Hintergrund der Studie
Die horizontale Kraftproduktionskapazität beim Sprintlauf (die theoretische maximale horizontale Kraft, die die unteren Gliedmaßen bei der Geschwindigkeit Null erzeugen können: FH0, und die theoretische Höchstgeschwindigkeit, bis zu der sie Kraft erzeugen können (Geschwindigkeit bei Kraft Null): v0) wurden mit Verletzungen des Kniesehnenmuskels in Verbindung gebracht. Daher stellten wir die Hypothese auf, dass die regelmäßige Überwachung der mechanischen Leistung während der Sprintbeschleunigung (FH0 und v0) eine Möglichkeit zur Überwachung des Verletzungsrisikos darstellen könnte. In diesem Zusammenhang wollten wir den möglichen Zusammenhang zwischen der mechanischen Leistung bei der Sprintbeschleunigung (FH0 und v0) und dem Auftreten von Verletzungen der unteren Gliedmaßen (LLI) bei Leichtathleten während einer Saison untersuchen.
Methoden
Wir führten eine prospektive Kohortenstudie mit Datenerfassung von FH0 und v0 und deren Veränderungen von Woche zu Woche (dFH0 bzw. dv0) und LLI bei 16 Athleten durch, die während der Saison 2021/2022 (37 Wochen) in derselben Trainingsgruppe Sprints, Sprünge oder kombinierte Disziplinen trainierten. Wir führten eine multivariable binomiale logistische Regression mit LLI (ja/nein) als abhängige Variable und FH0 und v0, dFH0 und dv0 als erklärende Variablen durch, bereinigt um einzelne Athleten und LLI in der Vorwoche (ja/nein). Die Risikoindikatoren wurden als ungerade Verhältnisse (OR) und 95%-Konfidenzintervalle (95% CI) dargestellt.
Ergebnisse und Diskussion
Die multivariable binomiale logistische Regression zeigte, dass ein höherer FH0-Wert mit einem geringeren LLI-Risiko verbunden war (OR=0,12 (95%CI: 0,00-0,89).
Was ist neu und relevant?
Die wichtigsten Ergebnisse der vorliegenden Studie waren, dass
1) eine höhere horizontale Kraftproduktionskapazität bei niedriger Geschwindigkeit (FH0) mit einem geringeren Risiko verbunden war, in der nächsten Woche eine neue Verletzung der unteren Gliedmaßen zu erleiden, und
2) dass die Athleten nach einer Verletzung der unteren Gliedmaßen im Durchschnitt etwa 1,5 Monate brauchten, um ihre FH0- und v0-Werte von vor der Verletzung wieder zu erreichen, wobei diese Zeitspanne je nach Athlet sehr unterschiedlich war.

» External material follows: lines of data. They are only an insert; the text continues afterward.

PR #2937, opened 2026-02-17
jdbi4: Remove JUnit 4 and JUnit Vintage runner

stevenschlansker:


docs/src/adoc/index.adoc
```diff
@@ -218,11 +218,11 @@ SQL Object extension for declarative database access.
 [glossary]
 jdbi3-testing::
 Testing framework support.
-Currently, only supports JUnit4 and JUnit5.
+Currently, only supports JUnit6.
 
 jdbi3-testcontainers::
 Support for arbitrary databases running in https://testcontainers.org/[Testcontainers^].
-Currently, only supports JUnit 5.
+Currently, only supports JUnit 6.
```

Methodische Einschränkungen
Wir müssen einräumen, dass
i) die Anzahl der eingeschlossenen Athleten als gering angesehen werden kann,
ii) der Rekrutierungspool nur aus einer Trainingsgruppe bestand,
iii) die prospektive Verletzungsdatenerfassung mehrere verschiedene Kanäle nutzte,
iv) nur die mechanische Sprintleistung und Verletzungen der unteren Gliedmaßen während dieser Studie erfasst wurden und
v) die Messungen der mechanischen Sprintleistung nicht in jeder Woche der Nachuntersuchung durchgeführt wurden.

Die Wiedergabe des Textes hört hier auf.